3.  Teamwork - In many environments, development of plugins likely will not occur in a vacuum or in isolation.  Plugins need to be reviewed, and can be improved based on the experience of other analysts.  For example, let's say an analyst runs across a Zeus infection and decides to write a plugin for the artifacts.  When the plugin is reviewed, another analyst mentions that Zeus will load differently based on the permissions of the user upon infection.  The plugin can them be documented and modified to include additional conditions.

New plugins can be introduced and discussed during team meetings or through virtual conferences and collaboration, but regardless of the method, it introduces a very important aspect of forensic analysis...peer review.

4.  Ease of modification - One size does not fit all.  There are times when analysts will not be working with full images, but instead will only have access to selected files from systems.  A properly constructed framework will provide the means necessary for accessing and scanning these limited data sets, as well.  Also, reporting of the scanner can be modified according to the needs of the analyst, or organization.

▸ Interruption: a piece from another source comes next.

PR #126, opened 2016-06-02
Shape predictor trainer optimizations

e-fominov:
I need to train some shape predictor and I found that this process is very slow for me - up to 5-6 days with 64 GB RAM usage. Also training process uses a lot of RAM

5.  Flexibility - A scanner framework is not limited to just acquired images.  For example, F-Response provides a means of access to live, remote systems in a manner that is similar to an acquired image (i.e., much of the same API can be used, as with RegRipper), so the framework used to access images can also be used against systems accessed via F-Response.  As the images themselves would be mounted read-only in order to be scanned, Volume Shadow Copies could also be mounted and scanned using the same scanner and same plugins.

Another means of flexibility comes about through the use of "idle" resources.  What I mean by that is that many times, analysts working on-site or actively engaged in analysis may be extremely busy, so running the scanner and providing the output to another, off-site analyst who is not actively engaged frees up the on-site team and provides answers/solutions in a timely and efficient manner.  Or, data can be provided and the off-site analyst can write a plugin based on that data, and that plugin can be run against all other systems/images.  In these instances, entire images do not have to be sent to the off-site analyst, as this takes considerable time and can expose sensitive data.  Instead, only very specific data is sent, making for a much smaller data set (KB as opposed to GB).